- Your assignment -
Working from the records below, repeat exactly the lines starting at the line that contains "--- a/core/translate/planner.rs" and ending at the line that contains "let table_name = &qualified_name.name;", inclusive.

Saved data entries:
──────────────────────────────

PR #2963, opened 2025-09-08
testing/sqlite3-format: Add differential tests for SQLite file format

penberg:
This adds test cases for verifying that Turso can process SQLite database files:

- B-Tree depth
- Freelist
- Overflow pages
- Page size boundaries
- Types
- Large databases

Refs: #2576

PR #7323, opened 2026-06-02
testing: revive and fix the sqlite3-format differential test suite

### LINKED ISSUE #2576: File format support fuzz testing with SQLite
To ensure file format compatibility, let's fuzz test by making SQLite generate complex databases, and ensure that Turso is able to read them correctly.

shreyasganesh0:
Revives @penberg's #2963 the `testing/sqlite3-format/` differential suite that builds a database with real `sqlite3`, then runs the same query through `sqlite3` and `tursodb -m list` and asserts the output matches . #2963 went stale; this picks it up per #2576.

This PR fixes the two bugs that kept it from actually testing anything, and wires it into `make test`.

## Bugs fixed

1. **Silent pass.** `all`'s `run_test` printed `"$test: ok"` regardless of `database-cmp`'s exit code, and `all` always exited 0 (the last command was an `echo`, no `set -e`), so `make test-format` stayed green even on a real divergence. `all` now reports `ok`/`FAIL` per scenario, accumulates a failure flag, and `exit`s non-zero if any scenario diverges.

2. **stderr pollution in `database-cmp`.** It captured both engines with `2>&1`, so Turso's log lines caused a false divergence. stdout and stderr are now captured separately, only stdout is compared, and an exit-code mismatch is now a hard failure too.

## Test plan

- `make test-format` (or `cd testing/sqlite3-format && ./all`) → all 7 scenarios pass, exit 0.
- Injecting a real divergence (e.g. a UTF-16-encoded database, which Turso declines) → the suite prints `<scenario>: FAIL` and exits 1.

Closes #2576.

### DIFF
--- a/Makefile
+++ b/Makefile
@@ -59,8 +59,12 @@ uv-sync-test:
 	uv sync --all-extras --dev --package turso_test
 .PHONE: uv-sync
 
-test: build uv-sync-test test-compat test-sqlite3 test-shell test-memory test-write test-update test-constraint test-collate test-extensions test-runner test-runner-js test-runner-cli
+test: build uv-sync-test test-compat test-sqlite3 test-shell test-memory test-write test-update test-constraint test-collate test-extensions test-runner test-runner-js test-runner-cli test-format
 .PHONY: test
+
+test-format: build
+	cd testing/sqlite3-format && ./all
+.PHONY: test-format
 
 test-runner:
 	@make -C testing/sqltests run
--- a/testing/sqlite3-format/all
+++ b/testing/sqlite3-format/all
@@ -1,0 +1,26 @@
+#!/bin/sh
+
+fail=0
+run_test() {
+  test="$1"
+  db="$test.db"
+  rm -f "$db"
+  if ! sqlite3 "$db" < "$test-create.sql"; then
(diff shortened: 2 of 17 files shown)


penberg:
@claude review

shreyasganesh0:
Thanks for the review. Fixed in baaee5e.

`test-pagesize-65536-create.sql` had `PRAGMA page_size=512` copy-pasted from the 512 case, so it was silently a duplicate of `test-pagesize-512` and the 64KiB page path was never exercised. It now sets 65536, and I confirmed the generated database reports `PRAGMA page_size = 65536` rather than 512, so the case is really testing what it claims. Full suite passes locally against a debug `tursodb`: all 7 tests ok, exit 0.

On the minor points: happy to unify the `#!/bin/sh` vs `#!/bin/bash` shebangs and add a comment explaining why `database-cmp` pins `-m list` (it is the mode whose output lines up with sqlite3's list mode, so a diff means a real divergence rather than a formatting one). Say the word and I will fold them in. The `randomblob()` non-determinism is deliberate: the point is that Turso reads back any valid blob byte-for-byte, and a fixed seed would narrow that.

penberg:

penberg:

PR #7327, opened 2026-06-02
fix: do not resolve schema-qualified references as cte

howenyap:
# NOTICE:

## Description

As per mentioned in #5912 , schema-qualified references are rejected as circular when it shares the same name as a CTE.

### Cause
In the [parse_table](https://github.com/tursodatabase/turso/blob/main/core/translate/planner.rs#L815) function, a table is identified as a CTE if it's normalised name matches an entry in `cte_definition`. This results in false matches, where `main.t1` would be matched with `t1` in the query below

```sql
WITH t1 AS (SELECT a * 10 AS a FROM main.t1)
SELECT * FROM t1 ORDER BY a;
```
### Fix
For the blocks that are targeting CTE tables, an additional check `qualified_name.db_name.is_none()` is added to make sure that the table is actually a CTE, and not a schema-qualified reference.

I'd like to add a helper function so we don't have to check `db_name.is_[none|some]()` all the time, let me know if I should do this:

```rs
impl QualifiedName {
    pub fn is_qualified(&self) -> bool {
        self.db_name.is_some()
    }
}
```

Question: Why is `db_name` an `Option` in [QualifiedName](https://github.com/tursodatabase/turso/blob/main/parser/src/ast.rs#L1250)? Shouldn't it always be `Some` for the table name to be qualified?

## Tests
Two tests are added, one from the linked issue, and another one from [sqlite](https://github.com/sqlite/sqlite/blob/master/test/with2.test#L85-L91)

## Description of AI Usage

I used Codex to point me to parts of the codebase relevant to the issue, and also understand the function body of `parse_table` before making any changes. All changes were manually reviewed.

### DIFF
--- a/core/translate/planner.rs
+++ b/core/translate/planner.rs
@@ -968,126 +968,130 @@ fn parse_table(
     let database_id = resolver.resolve_existing_table_database_id_qualified(qualified_name)?;
     let table_name = &qualified_name.name;
 
-    // Check if the FROM clause table is referring to a CTE in the current scope.
-    // Each reference gets a freshly planned CTE to ensure unique internal_ids and cursor IDs.
-    if let Some(cte_idx) = cte_definitions
-        .iter()
-        .position(|cte| cte.name == normalized_qualified_name)
-    {
-        let planning_outer_query_refs =
-            base_outer_refs_for_cte_planning(table_references.outer_query_refs(), cte_definitions);
-        // This is an actual CTE reference in the FROM/JOIN clause - count it
-        let mut cte_table = plan_cte(
-            cte_idx,
-            cte_definitions,
-            &planning_outer_query_refs,
-            resolver,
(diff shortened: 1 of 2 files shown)


PThorpe92:
>Question: Why is db_name an Option in [QualifiedName](https://github.com/tursodatabase/turso/blob/main/parser/src/ast.rs#L1250)? Shouldn't it always be Some for the table name to be qualified?

This is representing the difference between `main.t.c` (`db_name = Some('main')`) and `t.c` (`db_name = None`). Just meaning that it treats any variation of `y.z`|`x.y.z` as qualified and `Name` is used for a single `c`

LeMikaelF (approved):

penberg:

howenyap:
bumping @penberg @jussisaurio for a review 🙏

Issue #7260, opened 2026-05-26
Silent data loss: an INSERT/UPDATE/DELETE returns `Ok` but never commits when a prior `query()` result on the same connection wasn't fully read or dropped (regression in 0.6.1)


mahinshaw:
### Summary

On a single connection: **if a prior `query()`'s result set was not finished or dropped, the next statement that modifies data (INSERT/UPDATE/DELETE) returns `Ok` but its changes are silently never committed** — no error is raised, the row simply does not persist.

"Not finished" means you have not iterated the `Rows` until `next()` returns `None`, and have not dropped it. `Rows` is a lazy iterator, so this is the normal state right after reading the first row or two — and note that even a **single-row** result is not finished until you call `next()` once more and get `None` (or drop the `Rows`).

If instead you finish (iterate to `None`) or drop that result set **before** the write, the write commits normally. The loss happens specifically when a not-yet-finished read on the same connection is still alive when the write runs. (Writes on a *different* connection are unaffected.)

This is a **regression**: it works in `0.6.0`, breaks in `0.6.1`, and is still present on the latest pre-release (`0.7.0-pre.3`) and on current `main`.

### Severity

Silent data loss. The write reports success (`execute()` returns `Ok`), but the data is never committed. There is no error to catch, so callers have no signal that anything went wrong. The "lazily iterate a result set while issuing autocommit writes on the same connection" pattern is common, which makes this easy to hit unknowingly.

### Minimal reproduction

`Cargo.toml`:

```toml
[dependencies]
turso = "=0.6.1"            # also reproduces on 0.7.0-pre.3; works on 0.6.0
tokio = { version = "1", features = ["rt", "macros"] }
tempfile = "3"
```

`main.rs`:

```rust
async fn setup() -> turso::Connection {
    let dir = Box::leak(Box::new(tempfile::tempdir().unwrap()));
    let path = dir.path().join("r.db");
    let db = turso::Builder::new_local(path.to_str().unwrap()).build().await.unwrap();
    let c = db.connect().unwrap();
    c.execute("CREATE TABLE t (k TEXT NOT NULL PRIMARY KEY, v INTEGER)", ()).await.unwrap();
    c
}

async fn count(c: &turso::Connection) -> i64 {
    let mut r = c.query("SELECT COUNT(*) FROM t", ()).await.unwrap();
    r.next().await.unwrap().unwrap().get(0).unwrap()
}

// Insert 3 rows. Before each INSERT, run a SELECT on the same connection.
[...]

PR #7328, opened 2026-06-02
core/mvcc: prevent stale tx from acquiring `exclusive_tx` after concurrent commit

avinassh:
## Motivation and context

This is a TOCTOU race in `acquire_exclusive_tx`. The function checks that no other transaction is preparing and that the caller’s `begin_ts` is not older than `last_committed_tx_ts`, then attempts the `exclusive_tx` CAS. A concurrent writer can commit after those checks but before the CAS. By the time the CAS succeeds, the writer is no longer Preparing, so the second `has_preparing_tx_other_than` does not catch it, and without a second timestamp check the stale transaction can proceed as the exclusive writer.

Consider this example:

```
Timeline:

  W = normal writer
  E = exclusive/DDL tx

──────────────────────────────

- Response area -
--- a/core/translate/planner.rs
+++ b/core/translate/planner.rs
@@ -968,126 +968,130 @@ fn parse_table(
     let database_id = resolver.resolve_existing_table_database_id_qualified(qualified_name)?;
     let table_name = &qualified_name.name;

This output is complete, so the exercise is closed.